Les sanctions américaines interviennent presque sept mois après le début de la guerre au Tigré. Washington accuse les autorités éthiopiennes de violations des droits de l’homme. Les Éthiopiens parlent, eux, d’ingérence.
Autour du stade national d’Addis-Abeba : différents slogans à l’adresse des États-Unis. On peut voir « Ne touchez pas à l’Éthiopie » ou encore « Solutions africaines pour problèmes africains ». Une autre bannière réaffirme que le parti tigréen du TPLF, en guerre contre le pays, est une organisation terroriste. Nathanael confirme : « Il y a encore des membres du TPLF aux États-Unis. Ils font du lobby contre l’Éthiopie car c’est comme ça que fait le TPLF. Ils s’ingèrent dans nos affaires intérieures. »
Les manifestants affirment : « Nous sommes ici pour envoyer un message à tous les pays qui veulent s’ingérer dans nos affaires. Qu’importe si c’est l’Europe ou les États-Unis. Nous sommes souverains. »

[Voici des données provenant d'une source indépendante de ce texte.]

Issue #4917, opened 2022-08-03
Websocket newHeads subscription returns uncled block in case of reorg


jondoe1337:
#### System information

Erigon version: `2022.06.6-alpha-77240899`

OS & Version: Linux using Docker

#### Expected behaviour
This is the output of a GETH node, doing the same subscription:

```
{"jsonrpc":"2.0","method":"eth_subscription","params":{"subscription":"0x32feeb5eccc0ab42a50f054b61caf2cd","result":{"number":"0xe8fe9b","timestamp":"0x62ea6d53","hash":"0x39da42e587a9d8c28a2a589cc1c01b1c960b031a0ac18e171f52a6020f664418"}}}
{"jsonrpc":"2.0","method":"eth_subscription","params":{"subscription":"0x32feeb5eccc0ab42a50f054b61caf2cd","result":{"number":"0xe8fe9b","timestamp":"0x62ea6d52","hash":"0x384271f075b648ee7cbabca99e4a7c1296564e3a7205e85f7ac06a49b0d1aaef"}}}
```

#### Actual behaviour
In case of a reorg the following events are fired:
```
{"jsonrpc":"2.0","method":"eth_subscription","params":{"subscription":"0xa69712a0a19f44206ad48eab378cf387","result":{"number":"0xe8fe9b","timestamp":"0x62ea6d53","hash":"0x39da42e587a9d8c28a2a589cc1c01b1c960b031a0ac18e171f52a6020f664418"}}}
{"jsonrpc":"2.0","method":"eth_subscription","params":{"subscription":"0xa69712a0a19f44206ad48eab378cf387","result":{"number":"0xe8fe9b","timestamp":"0x62ea6d52","hash":"0x384271f075b648ee7cbabca99e4a7c1296564e3a7205e85f7ac06a49b0d1aaef"}}}
{"jsonrpc":"2.0","method":"eth_subscription","params":{"subscription":"0xa69712a0a19f44206ad48eab378cf387","result":{"number":"0xe8fe9b","timestamp":"0x62ea6d53","hash":"0x39da42e587a9d8c28a2a589cc1c01b1c960b031a0ac18e171f52a6020f664418"}}}
```
Note: Output is truncated. The valid block is that one int the middle: https://etherscan.io/block/15269531 
#### Steps to reproduce the behaviour
Connect to a websocket, fire subscription:
```
{"id": 1, "method": "eth_subscribe", "params": ["newHeads"]}
```
Wait for a reorg

[...]

PR #4930, opened 2022-08-04
notifying header if cannonical

enriavil1:
Checking if header is canonical before notifying of new header #4917


AlexeyAkhunov:
Thank you. Is it possible to filter out non-canonical headers before they are sent to the channel? The solution in this PR may be un-acceptable because it creates a long running Read Only transaction, which will be 1) incoherent with the updates happening in the database in mean time 2) will prevent space reclamation in the database, effectively making it balloon.

AskAlexSharov (approved):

« L’Amérique ne doit pas s’ingérer dans les affaires de notre pays », répètent en chœur des dizaines de jeunes. « Le gouvernement américain, s’il vous plait, laissez-nous tranquilles. On aime le monde entier ici. Notre gouvernement réalise de merveilleuses choses pour les Africains, les Éthiopiens, les Érythréens. S’il vous plaît, ne touchez pas à notre pays. »
Pour Joseph, ces sanctions ne sont pas seulement injustes mais illégitimes. « Les Américains doivent comprendre quelque chose. Nous avions un gouvernement avant eux. Leur histoire date d’il y a seulement 600 ans. La nôtre date de plus de 3 000 ans. On avait un gouvernement avant les Américains. »
Une manifestante ajoute, " l'Éthiopie, mon pays, ira de l'avant et ne reviendra pas en arrière. L'Amérique devrait nous lâcher les baskets. Nous devrons montrer que nous, Éthiopiens, continuerons en tant que nation."
Le gouvernement éthiopien assurait, en début de semaine, qu’il réévaluerait ses relations bilatérales avec les États-Unis.
Pendant le rassemblement, il a aussi été question du Soudan tout comme de l’Égypte. Les deux pays s’opposent au second remplissage du Barrage de la Renaissance, le grand barrage éthiopien sur le Nil.
Les médias mainstream tentent cependant de faire passer ces manifestations comme une demande du gouvernement éthiopien. Mais ce n’est pas le cas. L’Éthiopie tout entière veut se défaire de la politique néocoloniale de l’Occident. Et ils œuvrent pour ça. Et les médias mainstream ne peuvent rien face aux populations africaines. Stop aux ingérences occidentales en Afrique et dans le monde.